— Кто звонил?
— Вчера чьи-то следы обнаружили на территории колхоза. У нас там часто ребята, вернувшись с промысла, куражатся на берегу. Потом приходят пограничники и спрашивают, чьи это на берегу следы. Вот чудаки! Рыбаки ведь не на ходулях ходят.
— Вот что, дорогой Тарас Иванович, — вновь заговорил Шранке, и в его голосе Горбань уловил едва скрытую угрозу. — Пришел я к тебе не с пустыми руками. Кое-что принес. — Он полез в карман пиджака, вынул оттуда черный кожаный бумажник, развернул, и из бумажника прямо на стол выпала пожелтевшая от времени фотокарточка. — Посмотри на себя, тогда у тебя седин еще не было.
Горбань глянул на фотокарточку, и его обдало жаром. Он сидел за столом, рядом с ним — гитлеровский офицер в форме гестапо. Перед глазами поплыл туман, он смотрел на гостя, но не видел его, как будто на глаза кто-то набросил марлевую повязку. Такое с ним было, когда его задел осколок. С тех пор прошли годы, и вдруг он отчетливо вспомнил все до мелочей. Горбань услышал, как гулко забилось сердце, словно ему стало тесно в груди, ноги налились свинцовой тяжестью. Хотел встать, пройти по комнате, чтоб хоть как-то отрешиться от того памятного дня, когда сидел рядом с эсэсовцем, но встать у него не было сил.

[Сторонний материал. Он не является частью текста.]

PR #455, opened 2021-04-30
Code Analysis and Quality

zpqrtbnk:
This is a code analysis / quality PR - it should *_not_* change anything, functionally, but only adjust things to get rid of most of the warnings that we get when building code. The goal being to have zero warning, zero message when we build.

It also upgrades `dotCover` (that we use for code coverage) to its latest version, which brings improvements such as properly supporting `switch` expressions.

It also adds a special Roslyn analyzer that converts comments containing the `FIXME` keyword into build-time warnings or errors. This is because I like putting `FIXME` comments in places where I know that we _*must_* come back and fix something, before we ship, but then I lose track of them.

### DIFF
--- a/src/Hazelcast.Net/CP/CPSubsystem.cs
+++ b/src/Hazelcast.Net/CP/CPSubsystem.cs
@@ -59,14 +59,14 @@ namespace Hazelcast.CP
         public async Task<IAtomicLong> GetAtomicLongAsync(string name)
         {
             var (groupName, objectName) = ParseName(name);
-            var groupId = await GetGroupIdAsync(groupName, objectName).CfAwait();
+            var groupId = await GetGroupIdAsync(groupName).CfAwait();
 
             return new AtomicLong(objectName, groupId, _cluster);
         }
 
         // see: ClientRaftProxyFactory.java
 
-        private async Task<CPGroupId> GetGroupIdAsync(string proxyName, string objectName)
+        private async Task<CPGroupId> GetGroupIdAsync(string proxyName)
         {
             var requestMessage = CPGroupCreateCPGroupCodec.EncodeRequest(proxyName);
             var responseMessage = await _cluster.Messaging.SendAsync(requestMessage).CfAwait();
@@ -93,7 +93,7 @@ namespace Hazelcast.CP
             }
             else
             {
-                groupName = name.Substring(pos + 1).Trim();
+                groupName = name[(pos + 1)..].Trim();
                 if (groupName.Equals(DefaultGroupName, StringComparison.OrdinalIgnoreCase))
                     groupName = DefaultGroupName;
             }
@@ -101,7 +101,11 @@ namespace Hazelcast.CP
             if (groupName.Length == 0)
                 throw new ArgumentException("CP group name cannot be an empty string.", nameof(name));
 
+#if NETSTANDARD2_1
+            if (groupName.Contains("@", StringComparison.OrdinalIgnoreCase))
+#else
             if (groupName.Contains("@"))
+#endif
                 throw new ArgumentException("CP group name must be specified at most once.", nameof(name));
 
             if (groupName.Equals(MetaDataGroupName, StringComparison.OrdinalIgnoreCase))
--- a/src/Hazelcast.Net/Clustering/StateChangeQueue.cs
+++ b/src/Hazelcast.Net/Clustering/StateChangeQueue.cs
@@ -93,7 +93,7 @@ namespace Hazelcast.Clustering
             var completion = new TaskCompletionSource<object>();
             do
             {
-                marker = -RandomProvider.Random.Next();
+                marker = -RandomProvider.Next();
             } while (marker < 0 && !_markers.TryAdd(marker, completion));
 
             // queue the state
@@ -162,6 +162,8 @@ namespace Hazelcast.Clustering
 
             // wait until the events queue is drained
             await _raising.CfAwait();
+
+            await _states.DisposeAsync().CfAwait();
         }
     }
 }
--- a/src/Hazelcast.Net/CodeAnalysisSuppressions.cs
+++ b/src/Hazelcast.Net/CodeAnalysisSuppressions.cs
@@ -14,11 +14,14 @@
 
 using System.Diagnostics.CodeAnalysis;
 
-#if CODE_ANALYSIS
-
-// this file contains assembly-level SuppressMessage attributes for NDepend,
+// this file contains assembly-level suppression directives for NDepend,
 // they will be compiled into the assembly only if CODE_ANALYSIS is defined
 // and should not be compiled into the final Release version that ships.
+//
+// this file also contains assembly-level suppression directives for the
+// compiler (to deal with some warnings) that are always compiled.
+
+#if CODE_ANALYSIS
 
 // scope can be: deep module namespace type method field
 // and also: namespaceAndDescendants
@@ -58,7 +61,7 @@ using System.Diagnostics.CodeAnalysis;
 // Unfortunately, NDepend uses e.g. 'method' scope which is not OK
 #pragma warning disable IDE0076 // Invalid global 'SuppressMessageAttribute'
 
-#region General
+#region NDepend / General
 
 // NDepend complains about 'public' methods in an 'internal' class
 // but even NDepend documentation mentions that not everyone agrees
@@ -70,7 +73,7 @@ using System.Diagnostics.CodeAnalysis;
 
 #endregion
 
-#region Accepted Checks
+#region NDepend / Accepted Checks
 
 // We use System.Random in our RandomProvider and don't expect it
 // to be used for anything security-related, so, suppress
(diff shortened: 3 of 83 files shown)


src/Hazelcast.Net/Core/TaskCoreExtensions.cs
```diff
@@ -238,7 +238,7 @@ private static async Task AwaitWithTimeout(Task task, int timeoutMilliseconds, C
         {
             if (timeoutMilliseconds < 0)
             {
-                await task;
+                await task.ConfigureAwait(false);
```
alexb5dh, line 241: Is `CfAwait` not available here?  
+line 280.

src/Hazelcast.Net/Events/DistributedObjectLifecycleEventArgs.cs
```diff
@@ -19,7 +19,9 @@ namespace Hazelcast.Events
     /// <summary>
     /// Provides a base class for cluster object lifecycle events data.
     /// </summary>
+#pragma warning disable CA1711 // Identifiers should not have incorrect suffix - here it is correct
```
alexb5dh, line 22: Too many classes having this, maybe disable on assembly-level or in .csproj?

src/Hazelcast.Net/Serialization/PortableContext.cs
```diff
@@ -47,23 +47,18 @@ public IClassDefinition LookupClassDefinition(int factoryId, int classId, int ve
...
-            var factoryId = @in.ReadInt();
-            var classId = @in.ReadInt();
-            var version = @in.ReadInt();
-            var classDefinition = LookupClassDefinition(factoryId, classId, version);
-            if (classDefinition == null)
-            {
-                classDefinition = ReadClassDefinition(@in, factoryId, classId, version);
-            }
-            return classDefinition;
+            if (!data.IsPortable)throw new ArgumentException("Data is not Portable.", nameof(data));
```
alexb5dh, line 52:
```suggestion
            if (!data.IsPortable) throw new ArgumentException("Data is not Portable.", nameof(data));
```

src/Hazelcast.Net/Exceptions/ClientOfflineException.cs
```diff
@@ -57,7 +57,7 @@ public ClientOfflineException(ClientState state)
         /// </summary>
         /// <param name="message">The message that describes the error.</param>
         [ExcludeFromCodeCoverage]
-        private ClientOfflineException(string message)
+        public ClientOfflineException(string message)
```
alexb5dh, line 60: Why making all public now?

src/Hazelcast.Net/CP/CPSubsystem.cs
```diff
@@ -93,15 +93,19 @@ public static (string groupName, string objectName) ParseName(string name)
...
+                groupName = name[(pos + 1)..].Trim();
                 if (groupName.Equals(DefaultGroupName, StringComparison.OrdinalIgnoreCase))
                     groupName = DefaultGroupName;
             }
 
             if (groupName.Length == 0)
                 throw new ArgumentException("CP group name cannot be an empty string.", nameof(name));
 
+#if NETSTANDARD2_1
+            if (groupName.Contains("@", StringComparison.OrdinalIgnoreCase))
```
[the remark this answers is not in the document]
zpqrtbnk: because 2.1 made it available to specify the comparison, and then the recommendation is to specify it

src/Hazelcast.Net/CodeAnalysisSuppressions.cs
```diff
@@ -191,6 +194,115 @@
...
+// nothing we can do about these
+[assembly: SuppressMessage(Analysis.Naming, Analysis.CA1711, Scope = Analysis.Scope.Type,
+    Target = "~T:Hazelcast.DistributedObjects.ITopicEventHandler`1",
+    Justification = Analysis.Justification.CA1711_EventHandler)]
+[assembly: SuppressMessage(Analysis.Naming, Analysis.CA1711, Scope = Analysis.Scope.Type,
+    Target = "~T:Hazelcast.DistributedObjects.IMapEventHandler`3",
+    Justification = Analysis.Justification.CA1711_EventHandler)]
+[assembly: SuppressMessage(Analysis.Naming, Analysis.CA1711, Scope = Analysis.Scope.Type,
+    Target = "~T:Hazelcast.DistributedObjects.IMapEntryEventHandler`3",
+    Justification = Analysis.Justification.CA1711_EventHandler)]
```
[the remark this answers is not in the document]
zpqrtbnk: i'd rather have them all in the same file and not pollute the code with them

src/Hazelcast.Net/Events/DistributedObjectLifecycleEventArgs.cs
zpqrtbnk: yes - looking into it

src/Hazelcast.Net/Serialization/PortableContext.cs
zpqrtbnk: yes

src/Hazelcast.Net/Exceptions/ClientOfflineException.cs
zpqrtbnk: because we want to let users catch it in some cases

src/Hazelcast.Net/Core/TaskCoreExtensions.cs
zpqrtbnk: yes, looking into it

zpqrtbnk: this file defines `CfAwait` so as a general rule I don't use it in the file itself

src/Hazelcast.Net/Clustering/StateChangeQueue.cs
```diff
@@ -162,6 +162,8 @@ public async ValueTask DisposeAsync()
 
             // wait until the events queue is drained
             await _raising.CfAwait();
+
+            await _states.DisposeAsync().CfAwait();
```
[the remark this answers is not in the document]
zpqrtbnk: because it's the async queue that `StateChangeQueue` owns so it needs to dispose it when it is itself disposed?

src/Hazelcast.Net/Events/DistributedObjectLifecycleEventArgs.cs
zpqrtbnk: ok they _are_ already disabled at assembly level and these pragmas should not be here anymore, cleaning

src/Hazelcast.Net/Clustering/StateChangeQueue.cs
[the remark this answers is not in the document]
alexb5dh: Though it was related do another method because of GitHub highlighting.

src/Hazelcast.Net/CP/CPSubsystem.cs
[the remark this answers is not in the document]
alexb5dh: What if we define `ContainsNoCase` extension method, for 2.1 forward it to framework implementation, otherwise use something [like this](https://stackoverflow.com/a/63371269)?

I think extension methods like `ContainsNoCase`, `IndexOfInvariant`, etc. are simpler than adding `StringComparison` parameter every time. In our case it will also help as of adding this `#if` blocks everywhere.

src/Hazelcast.Net/CodeAnalysisSuppressions.cs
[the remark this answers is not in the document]
alexb5dh: What will happen if type is renamed or moved to another namespace? It doesn't look like Visual Studio or ReSharper will pick that up for `SuppressMessage.Target`.

src/Hazelcast.Net/Exceptions/ClientOfflineException.cs
alexb5dh: But exception was public before, change is about constructors here.

zpqrtbnk: ah, I answered to quickly. when there isn't a `public WhateverException(string message)` we get a warning because the "standard" for exception is to have one such constructor. `private` is not good. so I've made it public, does not hurt and gets rid of a warning.

src/Hazelcast.Net/CP/CPSubsystem.cs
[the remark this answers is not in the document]
zpqrtbnk: check what I've done, it was done for other methods: there is a `StringNetStandardExtensions` class that defines the missing methods for NetStandard 2.0 - so you can code just as if you had 2.1 - so your code is future proof. what do you think?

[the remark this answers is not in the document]
alexb5dh: So you plan add `Contains` to `StringNetStandardExtensions` also?

alexb5dh (approved):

— Это и есть тот самый Пауль Зауер, который оставил на твоем лице факсимиле. — Гость взял из рук хозяина фотокарточку, спрятал ее в карман. — Не сердись на него, Тарас. Тогда шла война. Ты попал в плен, потерял много крови. Ты мог бы умереть, но Пауль тебя спас. Ты не забыл, как он это сделал? — Горбань молча сопел, не глядя на Шранке. — Забыл? Тогда я напомню. Тебя притащили вечером и бросили во дворе дома. Ты стонал, просил пить... Я не знаю, почему Пауль решил спасти тебе жизнь. Вызвали врача, он тебе помог. Потом ты частенько пил коньяк с Паулем. Как он сделал это фото, я не знаю. У каждого свои методы работы.
— Лучше бы я тогда сдох, — глухо вырвалось у Горбаня. — Лучше бы меня бросили в яму, и теперь бы я не мучился. Поначалу я жил как крыса. Нет, тебе этого не понять... Я думал, что Зауер давно на том свете, а он, подлюга, выжил и нашел новых хозяев.
— Пауль Зауер не подлюга! — такая злость засветилась в глазах Шранке, что у Горбаня мурашки поползли по всему телу. — За то, что он тебя спас, ты должен ему послужить, — уже тише добавил Шранке. — Ты еще тогда продал свою душу...
— Заткни свою глотку! — прошипел Горбань. Губы у него дрожали. — Лучше подумай о том, что скажет тебе шеф, если узнает, где ты вылез из воды... Прямо у меня под носом. Кто же тебя, шкура, надоумил тут высаживаться? Ты же поставил меня под удар!